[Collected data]
Issue #3339, opened 2019-09-19
Non-promotable items blacklist an entire order


nspinazz89:
**Solidus Version**:
Master

**To Reproduce**
1. Mark a product as non-promotable

2. Create a per line item adjustment promotion

3. Create an order with the non-promotable item and promotable items

4. Attempt to apply the coupon in the cart 

**Current behavior**
The coupon fails to apply because the order is not eligible for promotion. 

**Expected behavior**
This is the correct behavior for a whole order adjustment, but the incorrect behavior for a per line item adjustment. In a per line item adjustment one would expect, that the promotion is applied to each eligible item and the non-eligible item is skipped. 

**Additional context**
Interested in alternative solutions, otherwise I will tackle this bug.

jacobherrington:
This is a bug we found, hopefully we'll have a solution soon, but I'd love to hear of anything people have come up with to solve this elsewhere. 🤠

jacobherrington:
We are evaluating the approach in #1925. I think this is what I would do in a vacuum, so I want to re-evaluate it and maybe even re-open that PR.

cedum:
Check @loicginoux [comment](https://github.com/solidusio/solidus/issues/1437#issuecomment-447410940). I think this might be a better approach to solve this issue instead of the one proposed in the PR#1925.

kennyadsl:
@jacobherrington @nspinazz89 I'm working with @cedum to another approach to face this problem in #3348, let us know what do you think! This should solve the issue taking into account concerns with applying discounts to non-promotionable items.

fthobe:
@jarednorman I think with the fresh promotion system the time for this bug to be solved has come. Is this something on the roadmap before 4.5?

PR #3348, opened 2019-09-25
Allow order level promotions with non promotable items

kennyadsl:
🚧🚧🚧   

**Description**
This PR allows applying order-level promotions to orders with some non-promotionable line items. 
Those line items will not be taken into account in promotion computations since store owners could have their good reasons to exclude them from being promotionable.

ref: #1925, #1437 and #3339 

**WIP** This is just a spike, it still needs:

- validation, does it work or am I missing something?
- refactor: I think this code can be improved, I will do that if this works for everyone
- tests
- a configuration that allows not changing existing stores behavior, see #1925

Thanks, @cedum for the help in the in-depth analysis. 

**Checklist:**


core/app/models/spree/promotion.rb
```diff
@@ -240,8 +240,8 @@ def blacklisted?(promotable)
       case promotable
       when Spree::LineItem
         !promotable.product.promotionable?
-      when Spree::Order
-        promotable.line_items.joins(:product).where(spree_products: { promotionable: false }).exists?
+      # when Spree::Order
+      #   promotable.line_items.joins(:product).where(spree_products: { promotionable: false }).exists?
```
adaddeo: Another option could be to perform a check like so:
```
        promotable.line_items.any? &&
          !promotable.line_items.joins(:product).where(spree_products: { promotionable: true }).any?
```

kennyadsl: Thanks for your suggestion. Do you mean that we could perform this check instead of removing this code?

kennyadsl:
Closing this. It tries to fix a bug but I don't know if it's still the best way to handle the problem now. This spike will still be attached to the main issue, which will be kept open.

PR #3352, opened 2019-09-26
Handle deprecation for Rails 6 in DummyApp

cedum:
`.represent_boolean_as_integer=` is always true. Setting this is
deprecated and will be removed in Rails 6.1

Not sure if this is the right way to handle these types of deprecations.

Ref: https://github.com/rails/rails/commit/f59b08119bc0c01a00561d38279b124abc82561b

**Checklist:**

### DIFF
--- a/core/lib/spree/testing_support/dummy_app.rb
+++ b/core/lib/spree/testing_support/dummy_app.rb
@@ -13,6 +13,7 @@ Rails.env = 'test'
 require 'solidus_core'
 
 RAILS_52_OR_ABOVE = Gem::Version.new(Rails.version) >= Gem::Version.new('5.2')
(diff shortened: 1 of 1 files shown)


core/lib/spree/testing_support/dummy_app.rb
```diff
@@ -64,7 +65,11 @@ class Application < ::Rails::Application
 
     if RAILS_52_OR_ABOVE
       config.action_controller.default_protect_from_forgery = true
-      config.active_record.sqlite3.represent_boolean_as_integer = true
+      unless RAILS_6_OR_ABOVE
+        # `.represent_boolean_as_integer=` is always true.
+        # Setting this is deprecated and will be removed in Rails 6.1
```
kennyadsl: I think moving this comment into the commit message description is enough documentation.

PR #3356, opened 2019-09-27
Extract the state machines into replaceable modules

cedum:
This PR extracts the existing state machines into replaceable modules.

A while ago I took ownership of some PRs that completely removes the state machines from a few models (#3038, #3039, #3040, #3041).
While I fully agree with the rationale behind those PRs, I think that rewriting manually each dynamically generated `state_machines`'s method might not be ideal.

AFAIK, the state machines in these models don't need to be customized for the majority of the shops (please correct me). Also, having different state-related logic implementations for different models could be confusing.

By discussing this a bit with @kennyadsl, we thought that it might be worth introducing first an intermediary step that lets developers tinker more easily with the existing state machines instead of removing them completely.
This will enable the (few?) shops which require a custom state-related logic to provide their own while keeping a standard implementation for the rest. Hopefully, it could also lead to more ideas 💡addressing the concerns in the original PR (#3038).

**Checklist:**


BenMorganIO:
This is a really good idea :+1:

cedum:
> I'd love to also see some Guides pages update with some simple examples, but it's not blocking. Just let me know if you plan to do so and I'll add a WIP tag to the PR

@kennyadsl 👍I'll work on it in this PR

cedum:
I've pushed a draft for the documentation ([here's the preview](https://deploy-preview-3356--solidus-guides.netlify.com/developers/customizations/state-machines.html)).

Instead of describing it for each model, I preferred to add a generic guide under _Customizations_.
It would be awesome to have some feedback 🙏

kennyadsl:
I think it's a perfect starting point, thanks!

Issue #3065, opened 2019-01-30
RFC: Deprecate Spree namespace


dustineichler:
I'd like to see Solidus deprecate the `Spree` namespace. It's time we move away from being a "fork" of Spree. Obviously this would be a big lift, but necessary while comparisons between Solidus and Spree are no longer 1:1 and haven't been for a while.

Questions, comments and concerns below.

jarednorman:
Yeah, I'm personally pretty indifferent on this one (though it would be nice,) but if we do it, we definitely have to go with whatever approach causes the least problems.

dustineichler:
@jarednorman agreed. i've looked into this. i see two issues: updating namespace and db migration e.g. - `solidus_`.

dhonig:
Obvious issue with the plugins and echosystem as well.

patleb:
@jacobherrington, project namespace is an implementation detail, I don't see how this could affect the stakeholders matter (the project is already marketed as Solidus).

I don't mean to be harsh, but I really don't see any advantages to change namespacing just for the sake of it: I would say that it could potentially do more harm than good and it doesn't clarify anything (quite the contrary, you know from where the code comes from --> Spree).

As someone who works with both projects (Spree and Solidus), I can tell that there is more similar code than completely different one and both are using almost identical data modeling and ideas. I understand that the project evolved in parallel to Spree at some point, but it hasn't been a rewrite, it's an evolution and wouldn't make things easier to read, write or understand to change the namespace.

An example of fork of a known project which kept the namespace of the original project is [OpenProject](https://github.com/opf/openproject) which is a fork of [Redmine](https://github.com/redmine/redmine) and both are doing pretty well as is.

dustineichler:
@patleb "implementation details" and stakeholder issues aren't mutually exclusive. No one is disputing this is a cosmetic up. No one is disputing potential impact. No one is saying we're doing it for the sake of it. We are looking for better anecdotes in this discussion than, "could potentially do more harm than good" and "i don't see any advantages".

Can you speak to some of the work you're doing and how this change might affect the projects you're working on.

patleb:
> "implementation details" and stakeholder issues aren't mutually exclusive

In what way if I might ask? I'm talking about this specific issue, not about all those in existence. In this case, I'm pretty sure this is irrelevant: when was the last time a stakeholder spoke up about how you name your classes or how some files are named?

> No one is disputing this is a cosmetic up

[...]

PR #3364, opened 2019-10-04
Deprecate Spree namespace

aldesantis:
**Description**

Ref: #3065 

Renames the `Spree` namespace to `Solidus` and creates proxies to allow usage of the old namespace in legacy code, table names and view paths.

All of the proxies/monkey-patches are self-contained, so that we don't have to remove them from a million files when we complete the migration. We may even allow users to enable/disable them via the configuration, in case they want to try to migrate completely right away (e.g. `config.solidus_namespace_proxies = true`, or at a more granular level by enabling/disabling individual modules).

At this point, this is very much experimental, but the approach seems promising and CI is passing. Interested to know what people think about the architecture and whether we're interested in doing this at all.

Before merging this, we should also test it in real applications, which will be the ultimate test of its reliability.

**Checklist:**


BenMorganIO:
Let's get this in sooner before people notice the large change.

aldesantis:
We decided not to move forward with this eventually, rationale in https://github.com/solidusio/solidus/issues/3065#issuecomment-543135460.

Work item —
Your answer should be the lines of the records that hold the string "product".

Answer to the problem —
1. Mark a product as non-promotable
         !promotable.product.promotionable?
-        promotable.line_items.joins(:product).where(spree_products: { promotionable: false }).exists?
+      #   promotable.line_items.joins(:product).where(spree_products: { promotionable: false }).exists?
          !promotable.line_items.joins(:product).where(spree_products: { promotionable: true }).any?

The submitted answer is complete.